Last thing I wanna hear about is someone's discussion of bodily functions while I'm eating dinner at a restaurant. Cellphones basically put peoples manners in the corner. I have no desire to sit in a room full oh heathens with no table manners. LOL


----------



## MarciKS (Apr 11, 2021)

AND Marg is right. None of us died from leaving the house without a cellphone. Most of our lives we were disconnected from everyone when we left the house and we survived. 

For some this is ok. I'm just not one that appreciates all the stuff cellphones have brought into our modern world.


----------



## Aunt Marg (Apr 11, 2021)

MarciKS said:


> That's why I just miss my land line. I don't think a phone should need all that stuff. It was designed to talk to people not for all this other stuff.
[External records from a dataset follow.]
PR #114, opened 2018-08-30
re-pin libnetcdf

ocefpaf:
See https://github.com/Unidata/netcdf4-python/issues/836

I'll merge this tomorrow, pull all the `libnetcdf >4.4.x`, and start re-building stuff :unamused: 

Ping @dopplershift

### DIFF
--- a/recipe/conda_build_config.yaml
+++ b/recipe/conda_build_config.yaml
@@ -376,7 +376,7 @@ libkml:
 libmatio:
   - 1.5
 libnetcdf:
-  - 4.6
+  - 4.4
 libpcap:
   - 1.8
 libpng:
--- a/recipe/meta.yaml
+++ b/recipe/meta.yaml
@@ -1,4 +1,4 @@
-{% set version = "2018.08.28" %}
+{% set version = "2018.08.30" %}
 
 package:
   name: conda-forge-pinning


recipe/conda_build_config.yaml
```diff
@@ -376,7 +376,7 @@ libkml:
 libmatio:
   - 1.5
 libnetcdf:
-  - 4.6
+  - 4.4
```
efiring: Did you mean 4.5?

ocefpaf: Nope. I decided to go with 4.4 b/c of a mismatch on Windows Python 2.7, there is no 4.5 there due to modern c++. We patched 4.6 to make that happen but it would be a lot of work to backport those patches to 4.5.

The main issue will be installing `nco` in the same env as `netcdf4` b/c `nco` does require `4.5`. So for now people that need `nco`'s latest features will have to create separate envs.

ocefpaf: Reading https://github.com/Unidata/netcdf4-python/issues/836 looks like it is something we can "fix" by setting a higher timeout. If that is possible I'd rather build a new `4.6.1` than re-pinning and re-build all the stack.

@dopplershift what do you think?

ocefpaf:
Let's try https://github.com/conda-forge/libnetcdf-feedstock/pull/53 first. I don't really want to rebuild stuff.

Most of which I don't need when I'm outside the house.


Here is my favourite commercial related to cellphones!


----------



## JonDouglas (Apr 11, 2021)

fmdog44 said:


> Phones were invented so we could talk to each other while new phones do everything but that.


I remember giving a technology presentation to the top brass of a very large insurance company.  One of the closing conclusions presented was the idea that data, text, voice and image would be integrated into one device that would likely be portable.  After the presentation, one of the top SVPs and board member pulled me aside and said, "They didn't believe you."  I think my response was, "That's their problem."  The idea that people would want a multi-function didn't register.   What they didn't understand was that the phone, radio and TV were invented to communicate, not just talk.  The smart phones are just the latest continuance of that trend.


----------



## MarciKS (Apr 11, 2021)

Yes but some people as usual...don't seem to have any understanding that there's a time and place for that kinda crap. Talking about someone's exploding bowels in a restaurant while people are eating is inappropriate. That crap wouldn't happen if we didn't have portable communication. Why can't they wait till they get home to do that stuff?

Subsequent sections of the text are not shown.